(Beginning of Extracted information)

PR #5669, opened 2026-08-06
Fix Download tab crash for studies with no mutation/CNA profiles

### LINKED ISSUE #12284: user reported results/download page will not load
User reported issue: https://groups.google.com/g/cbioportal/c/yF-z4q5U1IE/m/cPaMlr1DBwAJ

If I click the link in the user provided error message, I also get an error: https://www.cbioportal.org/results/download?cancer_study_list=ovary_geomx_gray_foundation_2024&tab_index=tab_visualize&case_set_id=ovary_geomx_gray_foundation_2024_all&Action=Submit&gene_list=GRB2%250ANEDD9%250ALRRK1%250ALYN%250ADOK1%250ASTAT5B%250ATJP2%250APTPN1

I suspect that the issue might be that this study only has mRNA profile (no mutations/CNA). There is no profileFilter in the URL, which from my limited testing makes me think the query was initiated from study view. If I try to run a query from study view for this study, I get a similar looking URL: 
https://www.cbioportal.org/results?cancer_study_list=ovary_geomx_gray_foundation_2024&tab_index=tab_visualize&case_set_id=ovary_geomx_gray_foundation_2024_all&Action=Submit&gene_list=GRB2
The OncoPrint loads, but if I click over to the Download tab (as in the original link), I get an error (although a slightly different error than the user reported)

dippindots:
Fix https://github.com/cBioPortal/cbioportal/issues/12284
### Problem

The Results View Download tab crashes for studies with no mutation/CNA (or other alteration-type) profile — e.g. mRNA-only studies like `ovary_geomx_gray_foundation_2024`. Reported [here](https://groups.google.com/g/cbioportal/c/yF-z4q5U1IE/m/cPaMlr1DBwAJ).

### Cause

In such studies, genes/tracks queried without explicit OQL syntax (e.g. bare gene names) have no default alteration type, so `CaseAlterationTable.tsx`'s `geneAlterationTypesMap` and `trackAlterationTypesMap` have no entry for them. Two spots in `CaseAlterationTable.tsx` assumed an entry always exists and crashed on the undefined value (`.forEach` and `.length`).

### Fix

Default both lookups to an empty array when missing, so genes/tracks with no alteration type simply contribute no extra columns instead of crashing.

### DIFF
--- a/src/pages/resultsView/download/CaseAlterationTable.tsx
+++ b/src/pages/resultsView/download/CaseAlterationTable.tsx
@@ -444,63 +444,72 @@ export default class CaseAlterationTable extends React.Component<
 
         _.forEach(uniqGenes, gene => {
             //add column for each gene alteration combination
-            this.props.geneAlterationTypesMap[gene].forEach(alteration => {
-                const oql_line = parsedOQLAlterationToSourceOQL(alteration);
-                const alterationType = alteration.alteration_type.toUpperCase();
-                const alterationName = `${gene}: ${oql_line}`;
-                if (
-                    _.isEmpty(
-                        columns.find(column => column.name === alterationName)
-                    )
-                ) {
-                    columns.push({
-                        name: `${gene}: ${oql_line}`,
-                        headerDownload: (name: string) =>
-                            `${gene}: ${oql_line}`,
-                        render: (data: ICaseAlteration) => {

(End of Extracted information)
(Beginning of Extracted information)

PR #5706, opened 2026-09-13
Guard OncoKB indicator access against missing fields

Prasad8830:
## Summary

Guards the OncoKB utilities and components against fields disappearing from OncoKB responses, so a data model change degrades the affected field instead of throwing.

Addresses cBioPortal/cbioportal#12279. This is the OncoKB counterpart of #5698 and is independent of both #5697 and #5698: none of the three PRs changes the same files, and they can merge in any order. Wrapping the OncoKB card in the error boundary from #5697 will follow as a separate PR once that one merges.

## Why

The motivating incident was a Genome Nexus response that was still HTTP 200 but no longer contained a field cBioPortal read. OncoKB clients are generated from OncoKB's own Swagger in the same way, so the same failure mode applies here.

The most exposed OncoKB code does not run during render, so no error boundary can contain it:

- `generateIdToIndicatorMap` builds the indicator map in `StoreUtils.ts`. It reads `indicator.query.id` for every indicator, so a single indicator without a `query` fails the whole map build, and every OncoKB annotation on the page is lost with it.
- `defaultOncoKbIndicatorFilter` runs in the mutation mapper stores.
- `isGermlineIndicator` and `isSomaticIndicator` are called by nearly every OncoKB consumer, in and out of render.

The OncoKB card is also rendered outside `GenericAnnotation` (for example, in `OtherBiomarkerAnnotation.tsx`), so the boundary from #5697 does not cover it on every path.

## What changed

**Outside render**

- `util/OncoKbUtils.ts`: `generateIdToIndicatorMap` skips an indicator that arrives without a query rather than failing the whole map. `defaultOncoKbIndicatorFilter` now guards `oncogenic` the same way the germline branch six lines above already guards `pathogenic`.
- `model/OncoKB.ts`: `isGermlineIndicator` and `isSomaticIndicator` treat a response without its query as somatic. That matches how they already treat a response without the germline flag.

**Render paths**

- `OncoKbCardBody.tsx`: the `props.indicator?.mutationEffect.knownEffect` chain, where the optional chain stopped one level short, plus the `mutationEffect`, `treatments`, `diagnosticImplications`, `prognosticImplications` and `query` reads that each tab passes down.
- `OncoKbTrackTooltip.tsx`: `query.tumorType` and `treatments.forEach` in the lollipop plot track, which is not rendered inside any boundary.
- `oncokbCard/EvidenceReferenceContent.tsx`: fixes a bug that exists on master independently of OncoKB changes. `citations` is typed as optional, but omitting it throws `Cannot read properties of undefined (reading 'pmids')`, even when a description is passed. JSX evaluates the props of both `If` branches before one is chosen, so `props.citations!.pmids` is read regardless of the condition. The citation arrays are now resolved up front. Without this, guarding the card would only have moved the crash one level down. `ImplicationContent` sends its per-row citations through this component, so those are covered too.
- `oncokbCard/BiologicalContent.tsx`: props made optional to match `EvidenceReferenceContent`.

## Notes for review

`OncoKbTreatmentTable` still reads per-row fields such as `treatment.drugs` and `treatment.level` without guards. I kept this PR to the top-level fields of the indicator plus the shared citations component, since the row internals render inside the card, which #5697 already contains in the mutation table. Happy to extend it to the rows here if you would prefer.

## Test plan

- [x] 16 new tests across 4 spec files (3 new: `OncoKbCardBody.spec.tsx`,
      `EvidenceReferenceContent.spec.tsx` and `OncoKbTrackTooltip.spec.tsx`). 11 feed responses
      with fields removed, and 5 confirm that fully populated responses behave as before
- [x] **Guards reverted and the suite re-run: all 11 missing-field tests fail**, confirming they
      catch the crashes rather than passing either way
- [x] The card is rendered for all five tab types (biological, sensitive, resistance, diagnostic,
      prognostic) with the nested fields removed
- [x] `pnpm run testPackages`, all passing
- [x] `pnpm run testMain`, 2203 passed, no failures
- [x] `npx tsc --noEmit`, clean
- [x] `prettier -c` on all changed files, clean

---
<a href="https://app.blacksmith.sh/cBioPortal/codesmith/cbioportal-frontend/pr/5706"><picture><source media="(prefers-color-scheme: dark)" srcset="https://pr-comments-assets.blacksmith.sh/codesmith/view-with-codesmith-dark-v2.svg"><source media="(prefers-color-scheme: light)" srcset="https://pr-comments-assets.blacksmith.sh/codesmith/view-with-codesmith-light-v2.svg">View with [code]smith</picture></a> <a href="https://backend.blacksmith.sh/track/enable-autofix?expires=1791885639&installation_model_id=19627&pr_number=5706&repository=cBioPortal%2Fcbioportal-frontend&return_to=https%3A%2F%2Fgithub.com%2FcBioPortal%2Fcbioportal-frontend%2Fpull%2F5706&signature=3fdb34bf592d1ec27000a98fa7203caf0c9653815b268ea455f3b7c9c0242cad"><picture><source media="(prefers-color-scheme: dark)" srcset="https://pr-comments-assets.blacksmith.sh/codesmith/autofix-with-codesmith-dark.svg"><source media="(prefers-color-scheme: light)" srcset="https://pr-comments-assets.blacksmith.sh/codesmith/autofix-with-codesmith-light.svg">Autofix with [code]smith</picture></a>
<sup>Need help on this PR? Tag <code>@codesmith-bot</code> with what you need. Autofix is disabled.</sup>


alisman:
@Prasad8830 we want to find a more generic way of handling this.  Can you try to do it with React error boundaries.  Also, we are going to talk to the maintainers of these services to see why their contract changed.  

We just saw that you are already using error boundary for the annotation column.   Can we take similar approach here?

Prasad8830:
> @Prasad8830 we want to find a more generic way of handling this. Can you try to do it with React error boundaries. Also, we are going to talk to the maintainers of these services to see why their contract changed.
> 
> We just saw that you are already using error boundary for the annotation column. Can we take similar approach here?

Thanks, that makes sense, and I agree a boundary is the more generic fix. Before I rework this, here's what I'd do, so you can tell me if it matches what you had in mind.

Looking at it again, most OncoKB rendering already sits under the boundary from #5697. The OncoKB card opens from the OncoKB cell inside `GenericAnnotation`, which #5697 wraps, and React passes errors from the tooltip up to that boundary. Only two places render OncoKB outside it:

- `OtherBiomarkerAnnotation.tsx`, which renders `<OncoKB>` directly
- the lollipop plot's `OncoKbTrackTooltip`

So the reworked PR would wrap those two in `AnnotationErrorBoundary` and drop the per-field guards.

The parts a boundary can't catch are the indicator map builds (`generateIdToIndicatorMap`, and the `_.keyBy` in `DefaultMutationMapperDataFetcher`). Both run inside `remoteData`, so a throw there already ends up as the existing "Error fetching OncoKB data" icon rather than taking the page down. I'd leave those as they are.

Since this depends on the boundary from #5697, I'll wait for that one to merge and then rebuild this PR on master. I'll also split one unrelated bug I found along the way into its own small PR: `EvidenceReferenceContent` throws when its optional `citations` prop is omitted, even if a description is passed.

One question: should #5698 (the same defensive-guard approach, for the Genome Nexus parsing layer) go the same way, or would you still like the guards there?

(End of Extracted information)
(Beginning of Extracted information)

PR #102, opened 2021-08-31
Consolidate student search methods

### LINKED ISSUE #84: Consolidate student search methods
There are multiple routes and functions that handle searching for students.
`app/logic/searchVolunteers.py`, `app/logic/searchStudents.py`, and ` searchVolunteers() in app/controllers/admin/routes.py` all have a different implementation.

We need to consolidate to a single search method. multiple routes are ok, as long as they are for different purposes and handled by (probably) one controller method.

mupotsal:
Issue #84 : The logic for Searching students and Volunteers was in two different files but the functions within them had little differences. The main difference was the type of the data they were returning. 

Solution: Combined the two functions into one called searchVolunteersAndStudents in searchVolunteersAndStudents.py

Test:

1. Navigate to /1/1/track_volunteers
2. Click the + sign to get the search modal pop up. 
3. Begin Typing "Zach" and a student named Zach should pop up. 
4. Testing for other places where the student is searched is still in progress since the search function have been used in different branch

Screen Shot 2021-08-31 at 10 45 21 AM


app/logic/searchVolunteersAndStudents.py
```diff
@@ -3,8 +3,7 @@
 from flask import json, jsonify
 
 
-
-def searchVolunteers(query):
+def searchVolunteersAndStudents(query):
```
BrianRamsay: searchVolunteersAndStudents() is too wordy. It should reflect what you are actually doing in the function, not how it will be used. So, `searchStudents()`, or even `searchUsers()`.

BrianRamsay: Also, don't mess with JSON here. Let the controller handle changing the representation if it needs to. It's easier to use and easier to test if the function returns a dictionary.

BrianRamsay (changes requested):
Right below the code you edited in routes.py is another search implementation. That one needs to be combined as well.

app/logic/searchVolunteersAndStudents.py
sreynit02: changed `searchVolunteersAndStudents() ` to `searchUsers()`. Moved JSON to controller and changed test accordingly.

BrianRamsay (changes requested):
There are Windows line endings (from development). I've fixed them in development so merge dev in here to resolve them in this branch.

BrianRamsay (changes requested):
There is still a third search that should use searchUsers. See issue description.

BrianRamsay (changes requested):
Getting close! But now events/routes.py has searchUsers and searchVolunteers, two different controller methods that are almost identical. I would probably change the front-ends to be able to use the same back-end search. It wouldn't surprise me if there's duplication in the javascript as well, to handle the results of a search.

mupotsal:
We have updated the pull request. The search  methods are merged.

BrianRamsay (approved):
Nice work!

(End of Extracted information)

▸ **What the task asks**:
How many lines in the entries contain the string "responses"? Answer with the number only.

▸ **Task solution**:
3